# Starting a "virgin" hive



## AverageJo (Sep 24, 2010)

A neighbor of mine wants me to start a hive for him. He wants all brand new equipment which I've got on order. I also have a package of bees ordered for him. The hive parts I've ordered are two hive bodies and 2 honey supers. They came with wax coated plastic foundation in wood frames. My gut says to use at least 3 frames of my own that are fully drawn out to give the queen somewhere to start, but he's really wanting to start from scratch. Is that wise? I keep thinking the girls, and the queen, will look at that baren land and decide to swarm once they get the queen out.
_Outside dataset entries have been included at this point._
PR #331, opened 2018-03-27
[MsgPhpUserBundle] enable doctrine mapping

ro0NL:
| Q             | A
| ------------- | ---
| License       | MIT

Looking at some other entity-providing bundles..., they all do this: enable doctrine mapping by default. It doesnt break without doctrine (it's metadata-ish).. so seems a good DX improvement :)

### DIFF
--- a/msgphp/user-bundle/0.2/src/Entity/User/User.php
+++ b/msgphp/user-bundle/0.2/src/Entity/User/User.php
@@ -2,11 +2,12 @@
 
 namespace App\Entity\User;
 
+use Doctrine\ORM\Mapping as ORM;
 use MsgPhp\User\Entity\User as BaseUser;
 use MsgPhp\User\UserIdInterface;
 
 /**
- * @final
+ * @ORM\Entity()
  */
 class User extends BaseUser
 {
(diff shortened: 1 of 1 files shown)


ro0NL:
failure fixed on my side :}

Nyholm:
Looks good. I’m just waiting on Travis.

ro0NL:
So am i :)

msgphp/user-bundle/0.2/src/Entity/User/User.php
```diff
@@ -2,14 +2,16 @@
...
 use MsgPhp\User\Entity\User as BaseUser;
 use MsgPhp\User\UserIdInterface;
 
 /**
- * @final
+ * @ORM\Entity()
  */
 class User extends BaseUser
 {
+    /** @ORM\Id() @ORM\Column(type="msgphp_user_id") */
```
Nyholm: I just saw this now. 

I’ve never seen two ORM at the same line. Does this work?

ro0NL: Yep :+1:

Need advice from y'all on this please. Sure don't want his first experience to be a couple of days only!! :huh:

My plan was to set them up in a single deep hive body with a syrup feeder in there. Then wait until they have that 70% drawn and add the next deep. Add the honey supers only when the 2nd deep is 70% drawn out, etc. Is this right?


----------



## SmokeEater2 (Jan 11, 2010)

I always give a new colony at LEAST a couple of frames of drawn comb since imo it gives them a large head start.

The queen can start laying almost immediately which is very important for a package or a swarm that needs brood as quickly as possible to build the foraging crew and have a better chance of surviving.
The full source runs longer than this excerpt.